- Other names: Urethral stricture
- Specialty: Urology

= Meatal stenosis =

Stenosis of the opening of the urethra at the external meatus

Urethral meatal stenosis is a narrowing (stenosis) of the opening of the urethra at the external meatus /miːˈeɪtəs/, thus constricting the opening through which urine leaves the body from the urinary bladder.

==Symptoms and signs==
- Visible narrow opening at the meatus in boys
- Irritation, scarring or swelling of the meatus in boys
- Abnormal strength and direction of urinary stream
- Discomfort with urination (dysuria and frequency)
- Incontinence (day or night)
- Bleeding (hematuria) at end of urination
- Urinary tract infections - increased susceptibility due to stricture

==Causes==

The protection provided by the foreskin for the glans penis and meatus has been recognized since 1915. In the absence of the foreskin the meatus is exposed to mechanical and chemical irritation from ammoniacal diaper (nappy) that produces blister formation and ulceration of the urethral opening, which eventually gives rise to meatal stenosis (a narrowing of the opening). Meatal stenosis may also be caused by ischemia resulting from damage to the frenular artery during circumcision.

==Risk factors==

Frisch & Simonsen (2016) carried out a very large-scale study in Denmark, which compared the incidence of meatal stenosis in Muslim males (mostly circumcised) with the incidence of meatal stenosis in ethnic Danish males (mostly non-circumcised). The risk of meatal stenosis in circumcised males was found to be as much 3.7 times higher than in the non-circumcised males.

==Diagnosis==

In males, history and physical exam are used to make the diagnosis. In females, VCUG (voiding cystourethrogram) is usually diagnostic. Kidney function studies, urine flow rate, evidence of urinary tract blockage, and other physiological measurements should be taken into account when making a diagnosis, rather than just visual inspection. Other tests may include:
- Urine analysis
- Urine culture
- CBC, basic metabolic panel
- Renal and bladder ultrasound

==Prevention==

===In the newborn===

According to Frisch & Simonsen (2016), "the foreskin is protective against urinary stricture disease" (meatal stenosis). Frisch & Simonsen (2016) call for a "thorough reassessment of the burden of urethral troubles and other adverse outcomes after non-therapeutic circumcision of boys."

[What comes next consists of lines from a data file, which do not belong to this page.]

PR #2499, opened 2025-03-07
materialize-iceberg: serialize pyspark command inputs to a file

williamhbaker:
**Description:**

The maximum argument length for an EMR job is actually quite limited, around 10k characters, so if the command input for a job gets very long it will fail. This will happen if any number of significant bindings is associated with a transaction or even a single binding with a large number of fields, since all of the fields and their types need to be provided to the script in a serialized form, in addition to the query to execute.

The fix here is to write out the input to a temporary cloud storage file and read that in the PySpark script. Rather than providing the input as an argument, the input is now a URI to the input file.

**Workflow steps:**

**Notes for reviewers:**

- - -
This change is [Reviewable](https://reviewable.io/reviews/estuary/connectors/2499)

### DIFF
--- a/materialize-iceberg/emr.go
+++ b/materialize-iceberg/emr.go
@@ -84,10 +84,10 @@ func ensureEmrSecret(ctx context.Context, client *ssm.Client, parameterName, wan
 	return nil
 }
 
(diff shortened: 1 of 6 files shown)


Alex-Bair (approved):
LGTM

===After hypospadias repair===

Meir & Livne (2004) suggest that use of a broad spectrum antibiotic after hypospadias repair will "probably reduce meatal stenosis [rates]", while Jayanthi (2003) recommends the use of a modified Snodgrass hypospadias repair.

==Treatment==
In females, meatal stenosis can usually be treated in the physician's office using local anesthesia to numb the area and dilating (widening) the urethral opening with special instruments.

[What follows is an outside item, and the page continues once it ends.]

PR #2506, opened 2025-03-10
Column Migration: process migrations in batches

mdibaiee:
**Description:**

I have been unable to run tests on all connectors, I think the credentials / env for motherduck and redshift seem to have changed and I don't have credentials for cratedb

In males, it is treated by a second surgical procedure called meatotomy in which the meatus is crushed with a straight mosquito hemostat and then divided with fine-tipped scissors.

==Prognosis==

Most people can expect normal urination after treatment.

==Incidence==

Numerous studies over a long period of time clearly indicate that male circumcision contributes to the development of urethral stricture. Among circumcised males, reported incidence of meatal stricture varies. Griffiths et al. (1985) reported an incidence of 2.8 percent. Sörensen & Sörensen (1988) reported 0 percent. Cathcart et al. (2006) reported an incidence of 0.55 percent. Yegane et al. (2006) reported an incidence of 0.9 percent. Van Howe (2006) reported an incidence of 7.29 percent. In Van Howe's study, all cases of meatal stenosis were among circumcised boys. Simforoosh et al. (2010) reported an incidence of 0.55 percent. According to Emedicine (2016), the incidence of meatal stenosis runs from 9 to 20 percent. Frisch & Simonsen (2016) placed the incidence at 5 to 20 percent of circumcised boys.